A novel technology designed to precisely image aggressive brain cancers and guide treatment is being prepared for a phase 1 trial in glioblastoma, the most common type of brain cancer. The new MRI nanotechnology targets a specific marker, fibroblast activation protein (FAP), that is found in the majority of solid tumors, including high-grade brain cancers. The tool is being developed by the University of South Australia (UniSA) and Australian cancer diagnostic company, Ferronova.
This new agent will be particularly useful in, “Tumors where precision treatment is needed, for example brain tumors where very aggressive treatment can dramatically impact the quality of life of survivors. Better imaging of these cancers is expected to enable aggressive tumor targeting, for example with radiation, while sparing non-cancerous brain tissues,” UniSA’s Nicole Dmochowska told Inside Precision Oncology. She will lead the research.
FAB is a transmembrane protein overexpressed in stromal tumoural components in more than 90% of epithelial cancers including many tumors located in the brain, breast, and gastrointestinal organs. The expression of FAP often correlates with disease prognosis and is very specific to tumor tissues. As such, Dmochowska told IPO, “It has been gaining momentum as a ‘pan-cancer’ marker and is often suggested as having the potential to induce paradigm shifts in cancer imaging.”
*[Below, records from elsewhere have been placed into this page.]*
PR #7728, opened 2025-08-05
feat(tabs): add high-contrast border

### LINKED ISSUE #7623: High contrast borders - Tabs

srambach:
Fixes #7623 

Adds a border to the tab__link where the background highlighting is.

[Figma link](https://www.figma.com/design/iT76DS020Ry1Wswfc0Hmes/branch/wKcOq7IrzfL1gEK2mocd6r/High-Contrast-Exploration?m=auto&node-id=10790-58308&t=5lTVMAeS41XYuMYJ-1)

### DIFF
--- a/src/patternfly/components/Tabs/tabs.scss
+++ b/src/patternfly/components/Tabs/tabs.scss
@@ -66,6 +66,10 @@ $pf-v6-c-tabs--spacer-map: build-spacer-map("none", "sm", "md", "lg", "xl", "2xl
   --#{$tabs}__link--FontSize: var(--pf-t--global--font--size--sm);
   --#{$tabs}__link--BackgroundColor: var(--pf-t--global--background--color--action--plain--default);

Glioblastoma affects about 3.2 people per 100,000 each year, and has a 5 year survival rate of only 5-10%. In 2021, there were 1896 brain cancers (1191 males and 725 females) in Australia alone.
The agent has already yielded promising preclinical results in a prostate cancer model. Successful outcomes in this glioblastoma pilot would lead to other trials for example aimed at improving the treatment of childhood brain cancer.
Dmochowska says there is a critical need for better imaging of high-grade brain tumors. “The prognosis for high-grade brain tumors such as glioblastoma remains abysmal, so it’s vital that we progress new technologies that can potentially enable more precise targeting of tumors.”
MRI neuronavigation is critical in the treatment of brain tumors, for determining tumor structure/border and biology, for guiding surgical resection, as well as image-guided radiotherapy. Additionally, techniques such as functional MRI and tractography are used to define important brain cortices and tracts, with the aim of minimizing postsurgical neuro-deficits.
Hien Le, a radiation oncologist at the Royal Adelaide Hospital and one of the Chief Investigators in the seed funding for this work, says the research has potential to advance cancer treatments.
“As someone who specializes in the management of brain cancer, I understand the importance of accurate tumor delineation,” Le says “Better imaging means we can more confidently define the tumor target, facilitating precise treatment delivery, whilst minimizing damage to normal healthy tissues.”
Melanie Nelson, R&D Manager at Ferronova, says the research will streamline preclinical validations for the technology for brain tumors, in preparation for a phase 1 clinical trial.
FerroTrace-FAPi is based on modification of first generation FerroTrace, which is an MRI precision surgery nanoparticulate agent undergoing clinical trials in head and neck, colorectal, gastric and breast cancer. The binding of these particles is guided to the tumor by a FAP targeting ligand developed by a collaborator at Purdue University, Professor Phil Low. These nanoparticles contain an iron core with a precisely controlled oxidation level and are designed to induce a strong contrast in the tumor on MRI, giving clinicians a more accurate depiction of the tumor’s boundaries.